Innate immunity appears to be silent in acutely heptitis B virus (HBV)-infected chimpanzees, as shown by microarray analysis of intrahepatic gene expression. Whether this observation also applies to HBV pathogenesis in man remains undefined. The aim of this study was thus to characterise natural killer (NK) and CD56⁺ natural T (NT) cell responses early after human HBV infection and their relationship to the induction of adaptive immunity.

Two HBV-seronegative blood donors who became hepatitis B surface antigen (HBsAg) and HBV DNA positive but had persistently normal alanine aminotransferase (ALT) were followed from a very early stage of HBV infection. The phenotype (CD69 and NKG2D) and function (cytotoxicity and interferon γ (IFNγ) production) of NK and NT cells were analysed. CD4- and CD8-mediated responses were studied in parallel with overlapping peptides covering the entire HBV sequence by ex vivo intracellular cytokine staining (ICS) for IFNγ, interleukin 2 (IL2), IL4 and IL10, and by ex vivo Elispot for IFNγ. Healthy subjects, and patients with chronic and acute HBV infection were studied for comparison.
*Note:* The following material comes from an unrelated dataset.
PR #311, opened 2020-03-30
Change MDN-annotation styles to Bikeshed styles

sideshowbarker:
This changes add CSS styles for the MDN annotations generated by Bikeshed. The change also removes the existing CSS styles we were using for the MDN annotations generated by Wattsi for the HTML standard.

(A separate change to the Wattsi sources will revise the element markup and attribute markup generated by Wattsi such that it matches what Bikeshed generates — allowing the CSS styles in this change to be be used/shared among the HTML standard and all other WHATWG standards.)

An early induction of both innate and adaptive responses was observed. NK and NT cells showed faster kinetics than HBV-specific T cells with an earlier peak of activity, while CD4⁺ and CD8⁺ cell responses were mounted with a similar profile, with higher frequencies of IFNγ-producing CD8⁺ cells at the peak of the response.

The innate immune system is able to sense HBV infection, as shown by the early development of NK and NT cell responses, which probably contribute to contain the HBV infection and to allow timely induction of adaptive responses.